* **HOW TO COMPLETE THIS TASK**
Output only the lines from the start of the entries through the line holding "### Describe what's wrong". Each line must match the original exactly.

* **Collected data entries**

Issue #8873, opened 2025-10-22
Enable Kerberos. The _HOST part in the SPN HTTP/_HOST account was not replaced with the actual hostname, resulting in an authentication error


forLp811:
### Version

0.9.0

### Describe what's wrong

I have integrated the gravitino 0.9.0 version into ambari 2.7.8. My cluster has enabled Kerberos authentication. My service's kerberos.json configuration is: 
{
  "services": [
    {
      "name": "GRAVITINO",
      "identities": [
        {
          "name": "gravitino_smokeuser",
          "reference": "/smokeuser"
        },
        {
          "name": "gravitino_user",
          "principal": {
            "value": "HTTP/_HOST@${realm}",
            "type" : "user",
            "local_username" : "${gravitino-env/gravitino_user}",
            "configuration": "gravitino-conf/gravitino.authenticator.kerberos.principal"
          },
          "keytab": {
            "file": "${keytab_dir}/spnego.headless.keytab",
            "owner": {
              "name": "${gravitino-env/gravitino_user}",
              "access": "r"
            },
            "group": {
              "name": "${cluster-env/user_group}",
              "access": "r"
            },
            "configuration": "gravitino-conf/gravitino.authenticator.kerberos.keytab"
          }
        }
      ],
      "configurations": [
        {
          "gravitino-conf": {
            "gravitino.authenticators": "kerberos"
          }
        }
      ],
      "components": [
        {
          "name": "GRAVITINO_SERVER"
        }
      ]
    }
  ]
}

The corresponding authentication configuration in gravitino.conf is as follows:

* **TASK RESULT**
Issue #8873, opened 2025-10-22
Enable Kerberos. The _HOST part in the SPN HTTP/_HOST account was not replaced with the actual hostname, resulting in an authentication error


forLp811:
### Version

0.9.0

### Describe what's wrong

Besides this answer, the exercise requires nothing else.